# Chamber music live



## juliante

Hi all just had to share - no one else to tell as friends and family not into it.... I have just got home from my first experience of live chamber music and I am buzzing..... I was at the front - 2 metres away at the same level, small venue with fabulous acoustics. Great ensemble (i think) and they did Haydn op 33 no 3 The Joke, then Shostakovich 8 then the Schubert quintet. Much as i have revelled in chamber music for a couple of years now, to hear it played live was such a revelation. The true depth of the genius of the schubert piece just rang out, it was incredible. The Joke was such a wonderful intro. But i have to say the Shostakovich was possibly the highlight - a piece i love, but the excitement of the fast bits and the exquisite serenity of the slow bits (sorry, i am not technical...) just blew me away. To hear each instrument truly separately, each piccicato pluck. Amazing. I would go on but i have neither the technical knowledge nor the words to describe. I just remember during the quintet realising that that piece performed well really is one of the supreme examples of human creativity and spirit. I’’ shut up now. No responses required! Though always happy to hear of similar experiences.


----------



## Janspe

I've always thought that chamber music has a visual element to it - to see the players engage in a musical conversation on such an intimate scale, it really is something special. I experienced this with Bartók's string quartets - music that sounded abstract and incomprehensible at first opened up in a completely new way when I actually _saw_ the players do their thing. The way the music moved and hovered visually in front of me really helped me delve into the works better.

Great to hear that you had a good time at the concert!


----------



## Avey

juliante said:


> ... small venue with fabulous acoustics. Great ensemble (i think) and they did Haydn op 33 no 3 The Joke, then Shostakovich 8 then the Schubert quintet. ...
> 
> But i have to say the Shostakovich was possibly the highlight - a piece i love, but the excitement of the fast bits and the exquisite serenity of the slow bits (sorry, i am not technical...) just blew me away.


How the heck did you get a program like this?! DSCH's 8th is usually the headliner alone. That piece being among the preeminent quartets to _*see*_ as well as hear. It has a certain rhythmic and hypnotic quality.

And then, the fact that you also get the greatest strings+1 effort out there for your first performance is stunning. Still on my checklist.


----------



## starthrower

I just found out that a young group called the Calidore Quartet is performing in my town next weekend. Apparently they are the new American quartet to hear. They're playing two Webern works, so I'm gonna go see them.

Mozart Quartet in D Major, K. 575
Webern Langsamer Satz
Webern Six Bagatelles, Op. 9
Beethoven Quartet in A Minor, Op. 132
http://calidorestringquartet.com/


----------



## GreenMamba

starthrower said:


> I just found out that a young group called the Calidore Quartet is performing in my town next weekend. Apparently they are the new American quartet to hear.
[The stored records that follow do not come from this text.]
PR #463, opened 2023-04-13
Bugfix: Multiselect field saving only one value

nik-joseph:
Fixed issue where multiselect fields only select last value when creating/editing.

### DIFF
--- a/sqladmin/application.py
+++ b/sqladmin/application.py
@@ -2,10 +2,10 @@ import inspect
 from typing import (
     Any,
     Callable,
-    Dict,
     List,
     Optional,
     Sequence,
+    Tuple,
     Type,
     Union,
     no_type_check,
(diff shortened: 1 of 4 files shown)


sqladmin/application.py
```diff
@@ -594,22 +594,21 @@ async def _handle_form_data(self, request: Request, obj: Any = None) -> FormData
...
             if not isinstance(value, UploadFile):
-                form_data[key] = value
+                form_data.append((key, value))
                 continue
 
             should_clear = form.get(key + "_checkbox")
             empty_upload = len(await value.read(1)) != 1
             if should_clear:
-                form_data[key] = None
+                continue
```
aminalaee, line 606: I haven't checked this in details, shouldn't this be `form_data[key] = []` instead of `continue`?

nik-joseph: Changed type of `form_data` from `Dict` to `List[Tuple[str, Union[str, UploadFile]]]` 
so assuming you meant to change it to `form_data.append((key,[]))`
Ran a quick local test and none of the unitests have failed, so either there isn't a difference or tests aren't covering everything.
Can push the difference if you want.

aminalaee: yeah I think coverage is missing, I will add it in a separate MR.

aminalaee: Can we change it please?

nik-joseph: Just ran lint and I think its supposed to be `continue`. In starlette, the class is 
```
class FormData(ImmutableMultiDict[str, typing.Union[UploadFile, str]]):
    """
    An immutable multidict, containing both file uploads and text input.
    """

    def __init__(
        self,
        *args: typing.Union[
            "FormData",
            typing.Mapping[str, typing.Union[str, UploadFile]],
            typing.List[typing.Tuple[str, typing.Union[str, UploadFile]]],
        ],
        **kwargs: typing.Union[str, UploadFile],
    ) -> None:
        super().__init__(*args, **kwargs)
```

lint check fails with

1. `Argument 1 to "append" of "list" has incompatible type "Tuple[str, List[<nothing>]]"; expected "Tuple[str, Union[str, UploadFile]]` if I pass `[]`
2. `Argument 1 to "append" of "list" has incompatible type "Tuple[str, None]"; expected "Tuple[str, Union[str, UploadFile]]"` if I pass `None`

aminalaee (approved):
Thanks for the PR 🎉

nik-joseph:
> Thanks for the PR 🎉

Happy to help!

They're playing two Webern works, so I'm gonna go see them.
> 
> Mozart Quartet in D Major, K. 575
> Webern Langsamer Satz
> Webern Six Bagatelles, Op. 9
> Beethoven Quartet in A Minor, Op. 132
> http://calidorestringquartet.com/


Syracuse, eh? I drive there for some concerts (I saw the last one, the ATOS Trio) but will likely not be able to go next weekend. Sounds like a good concert, though.


----------



## juliante

Janspe said:


> I've always thought that chamber music has a visual element to it - to see the players engage in a musical conversation on such an intimate scale, it really is something special. I experienced this with Bartók's string quartets - music that sounded abstract and incomprehensible at first opened up in a completely new way when I actually _saw_ the players do their thing. The way the music moved and hovered visually in front of me really helped me delve into the works better.
> 
> Great to hear that you had a good time at the concert!
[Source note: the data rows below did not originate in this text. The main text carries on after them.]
PR #464, opened 2023-04-13
Make empty uuids be none instead of empty strings

tobias-piotr:
## Description
When having a db model with nullable uuid field, the form is sending an empty string when the field is not filled. This makes postgres fail, because from the db point of view, uuid field can be filled with either a valid uuid or null.

### DIFF
--- a/tests/test_forms.py
+++ b/tests/test_forms.py
@@ -196,6 +196,7 @@ async def test_model_form_postgresql() -> None:
     Form = await get_model_form(model=PostgresModel, engine=engine)
 
     assert len(Form()._fields) == 4
+    assert isinstance(Form()._fields["uuid"], NullableStringField)
     assert isinstance(Form()._fields["array"], Select2TagsField)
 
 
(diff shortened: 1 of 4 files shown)


tests/test_forms.py
```diff
@@ -278,3 +278,17 @@ class MyModel(Base):
...
+    class UUIDModel(Base):
+        __tablename__ = "uuid_model"
+
+        id = Column(UUID(as_uuid=True), primary_key=True)
+        team_id = Column(UUID(as_uuid=True))
+
+    Form = await get_model_form(model=UUIDModel, engine=engine)
+
+    assert len(Form()._fields) == 1
+    assert isinstance(Form()._fields["team_id"], NullableStringField)
```
aminalaee, line 294: Can we add the asserts to the existing test for postgres: test_model_form_postgresql ?

aminalaee:
Thanks for the PR.

tests/test_forms.py
piotr-tobiasz: done

PR #465, opened 2023-04-14
Fix nullable string fields

aminalaee:
Replaces https://github.com/aminalaee/sqladmin/pull/464


tobias-piotr (approved):
thank you for the fix, looks good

Yes, i totally agree with that. And the physicality of the fast parts, Shostokovich and the quintet, very exciting. Though i know the quintet pretty well, each variation seemed to link in so clearly somehow.


----------



## juliante

Avey said:


> How the heck did you get a program like this?! DSCH's 8th is usually the headliner alone. That piece being among the preeminent quartets to _*see*_ as well as hear. It has a certain rhythmic and hypnotic quality.
> 
> And then, the fact that you also get the greatest strings+1 effort out there for your first performance is stunning. Still on my checklist.


Yes I was pleased ... i did wonder at the time whether it gets any better than this. We are lucky enough to have an annual classical music festival in our village (uk) and some very talented people have studied and lived here. Last here I saw Mark Padmore do Wintereisse in a lovely intimate venue - which was equally as riveting and moving as the chamber show.
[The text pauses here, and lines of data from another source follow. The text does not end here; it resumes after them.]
PR #473, opened 2023-04-18
reset UploadFile seek after reading

### LINKED ISSUE #472: UploadFile has had first byte read
### Checklist

### Describe the bug

Due to [this line](https://github.com/aminalaee/sqladmin/blob/main/sqladmin/application.py#L610), the file, when it gets to `model_view.insert_model()` or `model_view.update_model()` will be offset by one.

```python
async def insert_model(self, data: dict[str, Any]) -> Any:
        json_data_upload_file: UploadFile = data["json_data"]
        json_data_bytes = await json_data_upload_file.read()
        json_data = json.loads(json_data_bytes)
        # ...snip...
```

will always fail if the JSON starts with `{` or `[` or `"`, even if a valid JSON file was uploaded.

### Expected behavior

The file should not be left in an offset-seek state.

### Actual behavior

The file should arrives with a 1-offset.

### Debugging material

_No response_

### Environment

- sqladmin = "0.10.2"
- Python = "3.11.3"

### Additional context

_No response_

murrple-1:
Fixes #472

### DIFF
--- a/sqladmin/application.py
+++ b/sqladmin/application.py
@@ -608,6 +608,7 @@ class Admin(BaseAdminView):
 
             should_clear = form.get(key + "_checkbox")
             empty_upload = len(await value.read(1)) != 1
+            await value.seek(0)
             if should_clear:
                 form_data.append((key, UploadFile(io.BytesIO(b""))))
             elif empty_upload and obj and getattr(obj, key):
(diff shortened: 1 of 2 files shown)


aminalaee:
Hey, thanks for taking a look.
I think I already handled this in another step:
https://github.com/aminalaee/sqlalchemy-fields/blob/c7147d2cd61efbfe96fc34d615f54f3dc6087de7/sqlalchemy_fields/storages/filesystem.py#L57

But in your use-case you want to load the upload file before saving, which also shouldn't fail.
Can you please update this test: `test_create_form_post`
to `assert user.file.open().read() == b"abc" ` to make sure nothing is changed.

murrple-1:
Sorry, I've done my best searching in the repo, and I can't find a test with that name. Which file?

aminalaee (approved):
Thanks for the PR 🎉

But yes as you can imagine, seeing the quintet live was quite something. And as far as i could tell they were very very good (I have the lindsays and others on CD.)


----------



## Steatopygous

Congratulations. I hope it is the first of many hundreds of such experiences for you. I never tire of live music, and I love chamber music. That was a fine and ambitious program, but there is a lot left to explore!
Happy listening.


----------



## Mario Martinez

juliante said:


> Hi all just had to share - no one else to tell as friends and family not into it.... I have just got home from my first experience of live chamber music and I am buzzing..... I was at the front - 2 metres away at the same level, small venue with fabulous acoustics. Great ensemble (i think) and they did Haydn op 33 no 3 The Joke, then Shostakovich 8 then the Schubert quintet. Much as i have revelled in chamber music for a couple of years now, to hear it played live was such a revelation. The true depth of the genius of the schubert piece just rang out, it was incredible. The Joke was such a wonderful intro. But i have to say the Shostakovich was possibly the highlight - a piece i love, but the excitement of the fast bits and the exquisite serenity of the slow bits (sorry, i am not technical...) just blew me away. To hear each instrument truly separately, each piccicato pluck. Amazing. I would go on but i have neither the technical knowledge nor the words to describe. I just remember during the quintet realising that that piece performed well really is one of the supreme examples of human creativity and spirit. I'' shut up now. No responses required! Though always happy to hear of similar experiences.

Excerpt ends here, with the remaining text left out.